Berlin displays its own traces of violence, exacted from within and without. The bulge of hill in Volkspark Friedrichshain is a pile of scraped-up rubble, and the Neues Museum displays looted ancient art inside walls disfigured by shrapnel. Small brass plaques known as Stolpersteine (stumbling stones) are embedded in sidewalks to mark the last residence of Nazi victims. A few blocks from my flat stands a manicured redbrick condo building whose pair of cheery, scalloped gables and creamy stucco accents invoke for me a gingerbread house was once home to thirty intellectually disabled Jewish men and their guardian; they met their deaths by gas or bullet at camps in the occupied east or in Sachsenhausen, just north of Berlin. An hour’s journey on the S-Bahn and a short bus trip will take you to its gates.

The legacy of private and public trauma and shame is everywhere here. I respect that it is for the most part not hidden, even if the manic former Permanent Home for Feeble-Minded Jews bears no indication of its history. Berlin is where my brother began to come into my mind, several years ago, before I lived near this site, but he comes more often now.

*

Han finds Warsaw often thick with morning fog the autumn of her visit: “The border between sky and earth has been scrubbed out.” Borders and gaps, their dissolution, are on her mind. What, she wonders, do the city’s ghosts do in these “muffled early-morning hours?”

Do they greet each other, through the gaps between those water molecules which bleach their voices white? In some mother tongue of their own, another whose meaning eludes me? Or do they only shake or nod their heads, without the need for words?

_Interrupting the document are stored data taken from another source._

PR #365, opened 2019-05-02
Enabled obtaining a proxy from Edge/IE

adreed-msft:
This was MUCH easier than I would've thought. Thanks @JohnRusk for pointing me to the right place.

### DIFF
--- a/ste/getProxy_windows.go
+++ b/ste/getProxy_windows.go
@@ -8,12 +8,11 @@ import (
 )
 
 func getProxy() func(*http.Request) (*url.URL, error) {
-	if prox := httpproxy.FromEnvironment(); (prox.HTTPProxy != "" || prox.HTTPSProxy != "") && prox.NoProxy == "" {
+	if prox := httpproxy.FromEnvironment(); prox.HTTPProxy != "" || prox.HTTPSProxy != "" || prox.NoProxy != "" {
 		return http.ProxyFromEnvironment
-		//Option to default to env vars, with a fallback to env vars if grabbing from IE/Edge fails
 	}
 
-	key, err := registry.OpenKey(registry.LOCAL_MACHINE, `Software\Microsoft\Windows\CurrentVersion\Internet Settings`, registry.QUERY_VALUE)
+	key, err := registry.OpenKey(registry.CURRENT_USER, `Software\Microsoft\Windows\CurrentVersion\Internet Settings`, registry.QUERY_VALUE)
 	if err != nil {
 		return http.ProxyFromEnvironment
 	}
--- a/ste/getProxy_windows.go
+++ b/ste/getProxy_windows.go
@@ -1,0 +1,35 @@
+package ste
+
+import (
+	"golang.org/x/net/http/httpproxy"
+	"golang.org/x/sys/windows/registry"
+	"net/http"
+	"net/url"
+)
+
+func getProxy() func(*http.Request) (*url.URL, error) {
+	if prox := httpproxy.FromEnvironment(); (prox.HTTPProxy != "" || prox.HTTPSProxy != "") && prox.NoProxy == "" {
+		return http.ProxyFromEnvironment
+		//Option to default to env vars, with a fallback to env vars if grabbing from IE/Edge fails
+	}
+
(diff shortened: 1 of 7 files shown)


ste/mgr-JobPartMgr.go
```diff
@@ -90,7 +90,7 @@ const AzCopyMaxIdleConnsPerHost = 500
 func NewAzcopyHTTPClient() *http.Client {
 	return &http.Client{
 		Transport: &http.Transport{
-			Proxy: http.ProxyFromEnvironment,
+			Proxy: getProxy(),
```
JohnRusk: This is not the only place in our codebase where HTTP clients are created.  Need to find the others, and fix them too.

adreed-msft: The only other places are for the internal RPC (which I don't think _needs_ a proxy necessarily?), unless said clients are created inside the blob and file SDKs.

ste/getProxy_windows.go
```diff
@@ -0,0 +1,35 @@
...
+
+import (
+	"golang.org/x/net/http/httpproxy"
+	"golang.org/x/sys/windows/registry"
+	"net/http"
+	"net/url"
+)
+
+func getProxy() func(*http.Request) (*url.URL, error) {
+	if prox := httpproxy.FromEnvironment(); (prox.HTTPProxy != "" || prox.HTTPSProxy != "") && prox.NoProxy == "" {
```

Do the ghosts of Berlin greet each other? Do the spirits of Selma and Hans Hugo Asch stroll about, the couple whose Stolpersteine I pass daily tells me they lived around the corner from my building and were murdered at Auschwitz? Do the shades of Adolf Baronowitz, the superintendent of the Home for Feeble-Minded Jews and one of his teenage wards, Fritz Hahn, leave the house on a summer’s day to weed the flowerbeds? The Stolpersteine website tells me that Adolf died at Sachsenhausen, Fritz at Sobibor.

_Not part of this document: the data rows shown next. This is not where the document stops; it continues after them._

PR #978, opened 2020-04-24
Only write ACLs for one file at a time when downloading

JohnRusk:


ste/downloader-azureFiles_windows.go
```diff
@@ -162,6 +165,12 @@ func (a *azureFilesDownloader) PutSDDL(sip ISMBPropertyBearingSourceInfoProvider
 	}
 
 	// Then let's set the security info.
+	// TODO: review and potentially remove the use of the global mutex here, once we finish drilling into issues
+	//   observed when setting ACLs concurrently on a test UNC share.
+	//   BTW, testing indicates no measurable perf difference, between using the mutex and not, in the cases tested.
+	//   So it's safe to leave it here for now.
+	globalSetAclMu.Lock()
+	defer globalSetAclMu.Unlock()
 	err = windows.SetNamedSecurityInfo(txInfo.Destination,
```
adreed-msft, line 174: I also put this on SMB properties, but I'm not certain how important that is. I don't recall noticing any alteration there.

My brother loved to run and jump, I am told, before he was stilled by the walls of the back ward where he went to live at the age of ten. How often did he step outside and run across the grass over the next six years? I don’t know what he looked like at age ten or sixteen, either cramped in a corner of a day room or seated at a picnic table during a family visit I have been told of. He was not the subject of photographs. How will I write about this brother I cannot remember, whose adolescent face I can barely imagine? If our ghosts inhabit the liminal zone between the present and the past, is there any way to reach them?

*

“She” is the second and longest part of The White Book; here Han’s older sister survives her traumatic birth and the book steps into the false, into fiction. Their father chooses Seol, snow, as one of the characters for the first-born’s name, honoring the frost that covered the earth the day of her arrival. Because her sister’s life means that Han Kang would not have been born, the author erases herself in “She.” “This life needed only one of us to live it.”

“Whiteness,” sees Han Kang consent to her place as the sister who lived, though taking her sister into herself.

It is instead her sister who travels abroad and encounters the sights and chill of the foreign city in winter, who retraces memories of her youth and adulthood in Korea, memories Han gives her by stepping away from her own nullified existence. The senses, sight and sound and touch in particular, transport Han to her sister’s outer life and from there to her interior. The girl who lived only two hours grows into a woman with decades of life behind her.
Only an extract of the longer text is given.